His meeting with Guidubaldo di Montefeltro
Castiglione stayed in Rome until April 1504, fascinated, as well as by the archaeological beauties of the city, by the intense intellectual life promoted by the humanists, poets and prelates of different origins. In this context he came into contact with the Duke of Urbino, Guidubaldo di Montefeltro, who, after the death of Alexander VI (August 1503) and the election of Pope Giulio II, had recovered his state, which in June 1502 had been taken from him by Cesare Borgia. This revolutionary meeting sparks in Castiglione’s mind the desire to switch from Mantua to Urbino, from one master to another, as Guidubaldo appears to him to be far more similar to his human and civil ideals than Francesco Gonzaga. The moral and cultural stature of Guidubaldo is too superior to that of the Mantuan, reserved and cold, suspicious and full of envy, for Baldassarre not to feel the pressure of his dream to change his allegiance.

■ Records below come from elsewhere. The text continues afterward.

Issue #1374, opened 2016-05-18
New workspace wizard: does not respect chosen build plugin


fhuberts:
I can no longer generate a workspace with my plugin because the generation does not repect the chosen build plugin of the preferences.

It seems to be hard-coded to the one that is in the bndtools tree and that one generated files even when it is disabled in the preferences

major

fhuberts:
bndtools 3.2.0.REL

fhuberts:
it seems that commit a0059ef4dbaff8280f414ed34dcf8f65f003631a by @njbartlett  broke this

njbartlett:
I assume you're talking about the "Headless Build Systems" panel in the preferences? I missed that, it should have been removed.

Anything that goes into the workspace should now be generated by the user's selected template.

fhuberts:
That would completely kill support for my gradle plugin, which I'd obviously would not be very happy about. Was this done on purpose?

See also the other bug I filed: the legacy templates do not work.

So how is this supposed to work in the new setup?

njbartlett:
I don't know anything about your gradle plugin. I designed the new template system to make it far easier for anybody to design their own workspace and project templates. Did I do *that* on purpose? Of course.

The easiest way to create a workspace template is to create a GitHub project for it. See https://github.com/bndtools/workspace for an example.

njbartlett:
And yes I'll take a look at your other issue regarding the legacy templates.

fhuberts:
Please re-open

How are the gradle build files generated in this new system?
Like mentioned in the first comment: "It seems to be hard-coded to the one that is in the bndtools tree and that one generated files even when it is disabled in the preferences"

fhuberts:
I have users of my plugin, this bug kill functionality for my users.

I reported: "New workspace wizard: does not respect chosen build plugin" which is still very much true and the bug is therefore not fixed.
The report is not tied to my plugin, please do read the first text box of the report.

njbartlett:
I did read everything you wrote.

I don't understand what you believe to be "hard-coded". In the new template system, EVERYTHING in the workspace is generated by the template. So the template generates the gradle files, or the ant files, or the maven files or even Makefiles if it likes.

fhuberts:
Well, I just checked the code and what you did is remove support for HeadlessBuildPlugin plugins and VersionControlIgnoresPlugin plugins in the cnf setup. Everything else is still in place.

[...]

PR #1394, opened 2016-06-07
#1374: Proposed API -- DO NOT MERGE

njbartlett:
Proposed API for template post-processors


org.bndtools.templating/src/org/bndtools/templating/PostProcessor.java
```diff
@@ -0,0 +1,43 @@
...
+public interface PostProcessor {
+
+    /**
+     * <p>
+     * Service registration property indicating the kind(s) of templates this post-processor can target. Currently
+     * defined values are 'project', 'workspace' and 'bndrun'. The type of this property is String+. The post-processor
+     * shall be ignored if it does not specify at least one kind.
+     * </p>
+     */
+    public static String PROP_TEMPLATE_KIND = "kind";
```
fhuberts: why not use an array?
why not use an enum?

org.bndtools.templating/src/org/bndtools/templating/PostProcessor.java
```diff
@@ -0,0 +1,43 @@
...
+     *            The input parameters that were supplied to the template.
+     * @param resources
+     *            The resources generated by the template. A post-processor may add, remove or modify any entries in
+     *            this map.
+     * @param monitor
+     *            A monitor for progress reporting.
+     * @return
+     * @throws Exception
+     */
+    IStatus modifyOutputs(String templateKind, Template template, Map<String,List<Object>> templateParams, ResourceMap resources, IProgressMonitor monitor) throws Exception;
```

Via his cousin Cesare Gonzaga, already related to the duke, he makes the first agreements with Guidubaldo for entering into his service.
Returning to Mantua in June 1504, he asked the Marquis Francesco Gonzaga for leave to enter the service of the Duke of Urbino. Behind this separation, heavy with consequences for the biography of Castiglione, it is presumed that there was, as well as the attraction of Guidubaldo, an insatiable antipathy for the prince of Mantua, which, caused by the incompatibility of their respectivetemperaments, had now been going on, due to obscure reasons, for some years.

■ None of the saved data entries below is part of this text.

Issue #1399, opened 2016-06-13
WorkspaceSetupWizard not working for external Locations (restart required)


lostiniceland:
When using the WorkspaceSetupWizard to create a cnf-project at a external location (not within eclipse-workspace), new projects 

**Reproduce**
1. CRTL + N
2. BndTools -> Bnd OSGi Workspace
3. Set "Location" to some path outside the eclipse-workspace
4. Finish other steps (doesnt matter which template you choose)
5. Create New BndTools Project

![broken-workspace](https://cloud.githubusercontent.com/assets/1516116/16023582/a8903e8e-31bd-11e6-9eae-454ac7728238.png)
Project cannot be build, RepositoriesView not updated

**Reason**
[Central](https://github.com/bndtools/bndtools/blob/master/bndtools.core/src/bndtools/central/Central.java) is **caching a BND-workspace in a static field**. This field is initalized during startup with the eclipse-workspace-root if no cnf-project is found.
**The field is never updated**!

**Possible Solution**
Provide some reset-method in Central or listen on some project-modification (e.g. cnf created) which updates the field (and corresponding attributes).

A fix is not only needed to have a proper workspace-setup using external location. A fix is also needed for the [import-workspace-issue (916) ](https://github.com/bndtools/bndtools/issues/916) to reset Central after a cnf-project was imported.

lostiniceland:
Better solution is to hook into the ResourceChangeListener in order to encapsulate the reset-behavior. I am working on a solution...

lostiniceland:
This issue has been solved in 3.3.
I was not able to reproduce it in 3.3 RC1

Issue #916, opened 2014-09-30
Feature request: seamless project import into eclipse


eliasvasylenko:
It would be nice if Bndtools registered an import feature with eclipse, so that developers could check out from source control and start working straight away without having to first commit .project and .classpath files.

pkriens:
Neil, would this be something for you?

njbartlett:
Not sure I understand what is being asked for. It sounds like the existing UI provided by the eGit project.

gamerson:
Hey guys I think Elias is asking for supporting this use-case:

- developers creates brand-new bndtools style workspace (clone from
osgi/workspace, etc)
- developers creates a few bundle projects manually in the directory (maybe
copy/paste from somewhere?)
- now developer wants to open this bndtools workspace including all the
projects but no .classpath or .project files have ever been created.

So I believe Elias is asking for a import wizard that has the "smarts" to
add .project/.classpath files accordingly to those existing bundle projects
and then open those projects in eclipse.

On Tue, Mar 15, 2016 at 8:51 PM, Neil Bartlett <notifications@github.com>
wrote:

> Not sure I understand what is being asked for. It sounds like the existing
> UI provided by the eGit project.
>
> —
> You are receiving this because you are subscribed to this thread.
> Reply to this email directly or view it on GitHub
> <https://github.com/bndtools/bndtools/issues/916#issuecomment-197106843>
>



-- 
Greg Amerson
Liferay Developer Tools
Liferay, Inc. www.liferay.com

njbartlett:
I'm going to close this because I don't think it's a common enough use-case... why not just create the projects in Bndtools?

I will consider a PR if somebody cares enough about this feature to implement it.

lostiniceland:
I am working on a PR for this (started on this several month ago but did not have the time to finish it). Simple import is working but UI and complex setups needs further improvement.

PR #1401, opened 2016-06-16
1399: WorkspaceSetupWizard not working for external Locations

lostiniceland:
Fixes: [1399](http://github.com/bndtools/bndtools/issues/issue/1399)

This PR also fixes several NullPointerExceptions during startup/shutdown when no bnd-workspace is available.

### DIFF
--- a/bndtools.core/src/bndtools/central/Central.java
+++ b/bndtools.core/src/bndtools/central/Central.java
@@ -20,10 +20,7 @@ import org.bndtools.api.ModelListener;
 import org.eclipse.core.resources.IFile;
 import org.eclipse.core.resources.IProject;
 import org.eclipse.core.resources.IResource;
-import org.eclipse.core.resources.IResourceChangeEvent;
 import org.eclipse.core.resources.IResourceChangeListener;
-import org.eclipse.core.resources.IResourceDelta;
-import org.eclipse.core.resources.IResourceDeltaVisitor;
 import org.eclipse.core.resources.IWorkspaceRoot;
 import org.eclipse.core.resources.ResourcesPlugin;
 import org.eclipse.core.runtime.CoreException;
@@ -53,6 +50,7 @@ import aQute.bnd.osgi.Constants;
 import aQute.bnd.osgi.Processor;
 import aQute.bnd.service.Refreshable;
 import aQute.bnd.service.RepositoryPlugin;
+import bndtools.Plugin;
 import bndtools.central.RepositoriesViewRefresher.RefreshModel;
 
 public class Central implements IStartupParticipant {
@@ -66,6 +64,7 @@ public class Central implements IStartupParticipant {
 
     static WorkspaceR5Repository r5Repository = null;
 
+    private static IResourceChangeListener resourceChangeListener;
     private static Auxiliary auxiliary;
 
     static final AtomicBoolean indexValid = new AtomicBoolean(false);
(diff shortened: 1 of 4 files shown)


bjhargrave:
@gamerson, @pkriens Can one or both of you review this change?

bndtools.core/src/bndtools/central/Central.java
```diff
@@ -204,39 +203,52 @@ public static Workspace getWorkspace() throws Exception {
...
                 return ws;
             }
-            try {
-                Workspace.setDriver(Constants.BNDDRIVER_ECLIPSE);
-                Workspace.addGestalt(Constants.GESTALT_INTERACTIVE, new Attrs());
+            ws = initializeWorkspace();
+            // The workspace has been initialized fully, set the field now
+            workspace = ws;
+        }
+        workspaceQueue.resolve(ws); // notify onWorkspaceInit callbacks
```
bjhargrave: workspaceQueue is resolved with the original Workspace. If you reset the workspace field to a new Workspace, you still end up with all callers to onWorkspaceInit being run against the original workspace. If you change workspace fields, you also need to change the workspaceQueue field to a new Deferred which is resolved with the new workspace. This needs to be done properly. The current code is built around these fields being written once and then never changed. If you plan to change them, then a much different strategy is needed to handle the invariant that they being changed together. The onWorkspaceInit static method also needs to be changes to handle that the workspaceQueue field can change over time.

bjhargrave:
This PR needs a lot of work to handle changing the current invariant that `workspace` is set only once and that `workspaceQueue` is final and resolved to the single `workspace` value. `onWorkspaceInit` also assumes that `workspaceQueue` is final and always set.

lostiniceland:
Thanks for the review. I will try to incorporate all remarks.

bndtools.core/src/bndtools/central/Central.java
lostiniceland: I had a look at the code again. As far as I understand the Promise, workspaceQueue is resolved with the new workspace instance, not the old one. This causes the callbacks registered in onWorkspaceInit to be fired with the same new instance.

Also workspaceQueue does not need to change over time, since it only holds Functions that have no relation to the workspace. Again, the workspace is passed during resolve.

The only case which was not handled for the callbacks is a null workspace. I've added a check that the callbacks will only be called if workspace is set.
The current (master) implementation cannot handle null workspaces...it will just end up in an exception which gets logged.

bndtools.core/src/bndtools/central/Central.java
```diff
@@ -655,4 +587,57 @@ public static void removeRepositoriesViewer(TreeViewer viewer) {
     public static void setRepositories(TreeViewer viewer, RefreshModel model) {
         repositoriesViewRefresher.setRepositories(viewer, model);
     }
+
+    public static void refreshRepositoriesViewers() {
+        repositoriesViewRefresher.updateViewers();
+    }
```
lostiniceland: Not sure if this is needed any more since the new onWorkspaceInit-callback solution

lostiniceland:
Somehow OSGIFrameworkContentProvider is broken (not related to this PR)

pkriens:
My bad ... fixed

bndtools.core/src/bndtools/central/Central.java
bjhargrave: > As far as I understand the Promise, workspaceQueue is resolved with the new workspace instance, not the old one.

workspaceQueue is a final variable and a Promise can be resolved exactly once. So once the promise is resolved with a workspace, all callbacks will use that workspace.


> EDIT: I've added an additional workspaceQueue.resolve in resetWorkspace

A second call to resolve will throw an IllegalArgumentException.

lostiniceland: Ok, back to the drawing board.

Unfortunately this PR was created before the Promise was added (just merged the changes). Any ideas/hints about how to relax the invariant?

bjhargrave: You cannot change the invariant that a Deferred/Promise can only be resolved once. You would need to replace the Deferred with a new one. And you need to make sure onWorkspaceInit work across any change. You will now have the workspace/workspaceQueue variables paired and thus you need a critical section to access either of them since they must change together. This then makes things much more complex. This is why changing the code from them being set only once to being reset is hard. Is there not a better solution to your issue which does not require them to be reset?

Also, there is a bug with the changes to add onWorkspaceInit which I have raised which may obviate the whole thing anyway :-) #1430.

lostiniceland: When I saw the changes to Central I was actually hoping that they render this PR obsolete :-)
I tested the SetupWorkspaceWizard on master but it didn´t work with an external location without restarting Eclipse. I will do another test since there have been some changes since the last time.

The main reason for this PR was issue #916 (I just found #1399 because I was looking for a working example)
I already have a working import ready, but it suffers the same problem as WorkspaceSetupWizard...you have to restart Eclipse to reset Central.

**If Central is not initialized with anything until there is a proper cnf project (in Eclipse), both issues should work without this PR.**

Waiting for #1430 is probably best. 
If you want to close this PR, feel free to do so. If necessary I will open a new one, assuming I found a proper solution with the workspace-invariant.

pkriens:
I think a lot of this stuff is different now and it should more or less work. There is now ALWAYS a workspace. When a cnf directory becomes available, we update that workspace and when it goes away we update it again. This means that all things should listen to their listeners.

lostiniceland:
Going to give my changes for issue 916 another try with the new workspace-handling. Due to family and job I didnt have any time to investigate this yet

lostiniceland:
I can confirm that this PR is not needed any more.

Thus, no longer a youth, Castiglione decided, in order to remain faithful to himself and to his values, to dramatically sever his feudal and family ties with the Gonzagas, receiving in return, together with his freedom, a dark and permanent threat, which did not allow him to set foot at home until 1514 without risking his life. His diplomatic immunity was not enough to protect him from the rancour of the marquis. In fact, in a letter to his mother written on 1stNovember 1504, Castiglione writes: «I do not for any reason want to come to Mantua at the moment: it is enough for me now to visit the my dearest mother with these letters, and I never think of Mantua without a hair turning white. And if it were not for my dearest mother., I would never think about it» (B.Castiglione, Le lettere, by G. La Rocca, I, Milan 1978, 35).